Exercise directions ▸ Output every record word for word.

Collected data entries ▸
PR #425, opened 2022-04-04
EWW_BATTERY is empty string when its {total_avg} property would be NaN

### LINKED ISSUE #373: [BUG] when Linux has no batteries, EWW_BATTERY is not valid JSON

### Description of the bug

I use the same eww.yuck on both a gaming PC (no batteries), and a laptop: https://gitlab.com/jokeyrhyme/dotfiles/-/blob/main/config/eww/eww.yuck

I've noticed that on my PC, with no batteries, the EWW_BATTERY value is not valid JSON, which makes working with it tricky

### Reproducing the issue

```
$ eww state
EWW_BATTERY: , "total_avg": NaN}
EWW_RAM: {"total_mem": 33588690, "free_mem": 19586744, "total_swap": 240031621, "free_swap": 240031621, "available_mem": 27843256, "used_mem": 5745432, "used_mem_perc": 17.105259}
```

You can see here that EWW_RAM is valid JSON, but EWW_BATTERY is truncated, and I'm also not sure if `NaN` is a valid JSON number

### Expected behaviour

I'm not quite sure what to expect, I suppose this is a question of design

- should EWW_BATTERY be completely absent when there is no battery ?
- should it be an empty string ?
- should it be JSON like `{ "total_avg": null }` ?

### Additional context

I believe this line might need some adjustment: https://github.com/elkowar/eww/blob/master/crates/eww/src/config/system_stats.rs#L153

I might have an attempt at this myself if I get some free time

andornaut:
Fixes #373

I followed [the suggestion in this comment](https://github.com/elkowar/eww/issues/373#issuecomment-997439825) from [the linked issue](https://github.com/elkowar/eww/issues/373).

> IMHO it should just completely be null then, when there is no battery, there isn't much use to having the json values in the first place.

## Description

`EWW_BATTERY` will be `{ total_avg: ... }` or `""` if `total_avg` would otherwise have been `NaN`, which can occur if the path `/sys/class/power_supply` is empty.

## Usage

```
(defwidget battery []
  (box :class "battery"
    {EWW_BATTERY == "" ? "" : EWW_BATTERY.total_avg}))
```

## Additional Notes

I removed [`json.pop()`](https://github.com/elkowar/eww/blob/ee07598a039e191239a143407bf934b3781ee675/crates/eww/src/config/system_stats.rs#L152), because I believe it always removed "," only to add it back in the next line. which I removed as well.

## Checklist

### DIFF
--- a/crates/eww/src/config/system_stats.rs
+++ b/crates/eww/src/config/system_stats.rs
@@ -149,9 +149,11 @@ pub fn get_battery_capacity() -> Result<String> {
             }
         }
     }
-    json.pop();
-    json.push_str(&format!(r#", "total_avg": {:.1}}}"#, (current / total) * 100_f64));
+    if total == 0_f64 {
+        return Ok(String::from(""));
+    }
 
+    json.push_str(&format!(r#" "total_avg": {:.1}}}"#, (current / total) * 100_f64));
     Ok(json)
 }
 


elkowar:
wouldn't it actually make more sense to just pretend you always have a full battery, and thus go `total_avg: 100`? that'd avoid having to explicitly test for it being invalid json

andornaut:
> wouldn't it actually make more sense to just pretend you always have a full battery, and thus go `total_avg: 100`? that'd avoid having to explicitly test for it being invalid json

No. I'd rather not show the battery in that case. (I use the same configs on multiple computers).

elkowar:
Fair point, I guess. I'll merge this!

PR #440, opened 2022-04-26
[WIP] AttrValue / Update

druskus20:
## Description

**The PR** 

## Checklist


elkowar:
Still TODO:
- [ ] implement placeholders for update (and figure out how they should look) (curlies are pain because they actually could be empty json objects,... maybe remove unnumbered `{}` now?)
- [ ] allow for multiple children
- [ ] Possibly implement a `const` or sth that keeps state references linked
- [ ] update documentation
- [ ] update widget attribute documentation !!!!
- [ ] handle defaults for actions in def_widget

elkowar:
Update:
To _properly_ implement actions as part of the data structure system here, we need to completely restructure the project.
Because actions would need to be represented as simplexpr/dynvals, the simplexpr crate would need to not only _know_ about the datastructure, but also know how to _parse_ the s-expression based update syntax.

The alternative would be to turn this into some sort of actual lambda syntax in simplexpr, and then having a side-effecty simplexpr.... but that's also horrible, and would look significantly worse.

I'm not sure how best to do this.


The other alternative is to, for now, not allow passing actions around through custom widgets, storing them in state, etc. That's a big limitation, but the only way I can currently see how to do this without _massive_ changes to the underlying architecture.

Response area ▸
PR #425, opened 2022-04-04
EWW_BATTERY is empty string when its {total_avg} property would be NaN

### LINKED ISSUE #373: [BUG] when Linux has no batteries, EWW_BATTERY is not valid JSON

### Description of the bug

I use the same eww.yuck on both a gaming PC (no batteries), and a laptop: https://gitlab.com/jokeyrhyme/dotfiles/-/blob/main/config/eww/eww.yuck

I've noticed that on my PC, with no batteries, the EWW_BATTERY value is not valid JSON, which makes working with it tricky

### Reproducing the issue

```
$ eww state
EWW_BATTERY: , "total_avg": NaN}
EWW_RAM: {"total_mem": 33588690, "free_mem": 19586744, "total_swap": 240031621, "free_swap": 240031621, "available_mem": 27843256, "used_mem": 5745432, "used_mem_perc": 17.105259}
```

You can see here that EWW_RAM is valid JSON, but EWW_BATTERY is truncated, and I'm also not sure if `NaN` is a valid JSON number

### Expected behaviour

I'm not quite sure what to expect, I suppose this is a question of design

- should EWW_BATTERY be completely absent when there is no battery ?
- should it be an empty string ?
- should it be JSON like `{ "total_avg": null }` ?

### Additional context

I believe this line might need some adjustment: https://github.com/elkowar/eww/blob/master/crates/eww/src/config/system_stats.rs#L153

I might have an attempt at this myself if I get some free time

andornaut:
Fixes #373

I followed [the suggestion in this comment](https://github.com/elkowar/eww/issues/373#issuecomment-997439825) from [the linked issue](https://github.com/elkowar/eww/issues/373).

> IMHO it should just completely be null then, when there is no battery, there isn't much use to having the json values in the first place.

## Description

`EWW_BATTERY` will be `{ total_avg: ... }` or `""` if `total_avg` would otherwise have been `NaN`, which can occur if the path `/sys/class/power_supply` is empty.

## Usage

```
(defwidget battery []
  (box :class "battery"
    {EWW_BATTERY == "" ? "" : EWW_BATTERY.total_avg}))
```

## Additional Notes

I removed [`json.pop()`](https://github.com/elkowar/eww/blob/ee07598a039e191239a143407bf934b3781ee675/crates/eww/src/config/system_stats.rs#L152), because I believe it always removed "," only to add it back in the next line. which I removed as well.

## Checklist

### DIFF
--- a/crates/eww/src/config/system_stats.rs
+++ b/crates/eww/src/config/system_stats.rs
@@ -149,9 +149,11 @@ pub fn get_battery_capacity() -> Result<String> {
             }
         }
     }
-    json.pop();
-    json.push_str(&format!(r#", "total_avg": {:.1}}}"#, (current / total) * 100_f64));
+    if total == 0_f64 {
+        return Ok(String::from(""));
+    }
 
+    json.push_str(&format!(r#" "total_avg": {:.1}}}"#, (current / total) * 100_f64));
     Ok(json)
 }
 


elkowar:
wouldn't it actually make more sense to just pretend you always have a full battery, and thus go `total_avg: 100`? that'd avoid having to explicitly test for it being invalid json

andornaut:
> wouldn't it actually make more sense to just pretend you always have a full battery, and thus go `total_avg: 100`? that'd avoid having to explicitly test for it being invalid json

No. I'd rather not show the battery in that case. (I use the same configs on multiple computers).

elkowar:
Fair point, I guess. I'll merge this!

PR #440, opened 2022-04-26
[WIP] AttrValue / Update

druskus20:
## Description

**The PR** 

## Checklist


elkowar:
Still TODO:
- [ ] implement placeholders for update (and figure out how they should look) (curlies are pain because they actually could be empty json objects,... maybe remove unnumbered `{}` now?)
- [ ] allow for multiple children
- [ ] Possibly implement a `const` or sth that keeps state references linked
- [ ] update documentation
- [ ] update widget attribute documentation !!!!
- [ ] handle defaults for actions in def_widget

elkowar:
Update:
To _properly_ implement actions as part of the data structure system here, we need to completely restructure the project.
Because actions would need to be represented as simplexpr/dynvals, the simplexpr crate would need to not only _know_ about the datastructure, but also know how to _parse_ the s-expression based update syntax.

The alternative would be to turn this into some sort of actual lambda syntax in simplexpr, and then having a side-effecty simplexpr.... but that's also horrible, and would look significantly worse.

I'm not sure how best to do this.


The other alternative is to, for now, not allow passing actions around through custom widgets, storing them in state, etc. That's a big limitation, but the only way I can currently see how to do this without _massive_ changes to the underlying architecture.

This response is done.